CONCLUSIONS: In SOT recipients, TMP-SMX prophylaxis likely reduces the risk of nocardiosis. Resistance appears uncommon in case of breakthrough infection.
摘要:
背景:甲氧苄啶-磺胺甲恶唑(TMP-SMX)预防是否可以预防实体器官移植受体(SOT)的诺卡心症存在争议。
目的:评估TMP-SMX在预防SOT术后诺卡心病中的作用,它的剂量-反应关系,它对预防播散性诺卡尼病的作用,以及突破性感染时TMP-SMX耐药的风险。
方法:系统评价和个体患者数据荟萃分析。
方法:MEDLINE,Embase,Cochrane中央控制试验登记册,Cochrane系统评价数据库,WebofScience核心合集,和Scopus至2023年9月19日。

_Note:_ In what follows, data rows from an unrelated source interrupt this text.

PR #2524, opened 2024-01-13
add option for 0 or 1 cloud fraction

### LINKED ISSUE #2054: Use cloud fraction and in-cloud lwp and iwp in radiation
We should use partial cloud fraction for radiation calculation. Note that the lwp and iwp used as input for RRTMGP [here](https://github.com/CliMA/ClimaAtmos.jl/blob/367849d8d8d6fcda88b8bab3ef86afbf1e5ee4d5/src/callbacks/callbacks.jl#L200-L203) should be in-cloud instead of grid-mean. That is, we should divide grid-mean values by cloud fraction.

szy21:
## Purpose 

Adds a cloud model which specifies whether the cloud properties are calculated from grid-scale or quadratures. Currently this is only used for cloud fraction, but we can use it for liquid water and ice too. Also changes the radiation input to cloud fraction and in-cloud lwp and iwp.

Closes #2054 

## Content

----

### DIFF
--- a/src/callbacks/callbacks.jl
+++ b/src/callbacks/callbacks.jl
@@ -38,7 +38,7 @@ end
 function cloud_fraction_model_callback!(integrator)
     Y = integrator.u
     p = integrator.p
-    set_cloud_fraction!(Y, p, p.atmos.moisture_model)
+    set_cloud_fraction!(Y, p, p.atmos.moisture_model, p.atmos.cloud_model)
 end
 
 NVTX.@annotate function rrtmgp_model_callback!(integrator)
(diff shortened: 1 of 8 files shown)


src/callbacks/callbacks.jl
```diff
@@ -166,10 +166,14 @@ NVTX.@annotate function rrtmgp_model_callback!(integrator)
         )
         # multiply by 1000 to convert from kg/m^2 to g/m^2
         @. ᶜlwp =
-            1000 * Y.c.ρ * TD.liquid_specific_humidity(thermo_params, ᶜts) * ᶜΔz
+            1000 *
```
tapios, line 169: Are we doing this unit conversion because RRTMG needs it in g/m^2? If so, it's better to replace 1000 by `kg_to_g_conversion` or something like it. Otherwise, sticking with SI units is better.

tapios (approved):
Looks good from what I can tell.

src/callbacks/callbacks.jl
szy21: Yes RRTMG needs g/m^2, I'll replace it.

方法:(i)有和没有TMP-SMX预防的SOT接受者之间的诺卡心病风险,或(ii)足够的细节来确定突破性诺卡尼病的TMP-SMX耐药率。
方法:SOT接受者。
方法:TMP-SMX预防与不预防。
■用于比较研究的ROBINS-E;用于非比较研究的专用工具。
■对于我们的主要结果(即,为了确定TMP-SMX对诺卡尼病风险的影响),使用一步混合效应回归模型来估计结局与暴露之间的关联.使用单变量和多变量无条件回归模型来调整潜在的混杂效应。使用等级方法评估证据的确定性。

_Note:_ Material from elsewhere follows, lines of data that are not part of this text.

PR #4108, opened 2025-11-15
remove dyamond longrun

szy21:
## Purpose 

We don't need it anymore.

## Content

----


szy21:
Manually merging this in as it only changes the longrun pipeline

结果:获得了来自三项病例对照研究的个体数据(260例SOT受者,519个未感染的对照)。TMP-SMX预防与显著降低的诺卡心症风险独立相关(校正OR=0.3,95%CI0.18-0.52,证据的中度确定性)。与诺卡心病风险增加独立相关的变量是年龄较大,目前使用皮质类固醇,钙调磷酸酶抑制剂浓度高,近期急性排斥反应,较低的淋巴细胞计数,心脏移植。突破性感染(66/260,25%)通常对TMP-SMX敏感(合并比例98%,95%CI92-100)。
结论:在SOT接受者中,TMP-SMX预防可能会降低诺卡心病的风险。在突破性感染的情况下,耐药性似乎并不常见。
目的:评估TMP-SMX在预防SOT术后诺卡心病中的作用,它的剂量-反应关系,它对预防播散性诺卡尼病的作用,以及突破性感染时TMP-SMX耐药的风险。
方法:系统评价和个体患者数据荟萃分析。
方法:MEDLINE,Embase,Cochrane中央控制试验登记册,Cochrane系统评价数据库,WebofScience核心合集,和Scopus至2023年9月19日。
方法:(i)有和没有TMP-SMX预防的SOT接受者之间的诺卡心病风险,或(ii)足够的细节来确定突破性诺卡尼病的TMP-SMX耐药率。
方法:SOT接受者。
方法:TMP-SMX预防与不预防。
■用于比较研究的ROBINS-E;用于非比较研究的专用工具。
■对于我们的主要结果(即,为了确定TMP-SMX对诺卡尼病风险的影响),使用一步混合效应回归模型来估计结局与暴露之间的关联.使用单变量和多变量无条件回归模型来调整潜在的混杂效应。使用等级方法评估证据的确定性。
结果:获得了来自三项病例对照研究的个体数据(260例SOT受者,519个未感染的对照)。TMP-SMX预防与显著降低的诺卡心症风险独立相关(校正OR=0.3,95%CI0.18-0.52,证据的中度确定性)。与诺卡心病风险增加独立相关的变量是年龄较大,目前使用皮质类固醇,钙调磷酸酶抑制剂浓度高,近期急性排斥反应,较低的淋巴细胞计数,心脏移植。突破性感染(66/260,25%)通常对TMP-SMX敏感(合并比例98%,95%CI92-100)。
结论:在SOT接受者中,TMP-SMX预防可能会降低诺卡心病的风险。在突破性感染的情况下,耐药性似乎并不常见。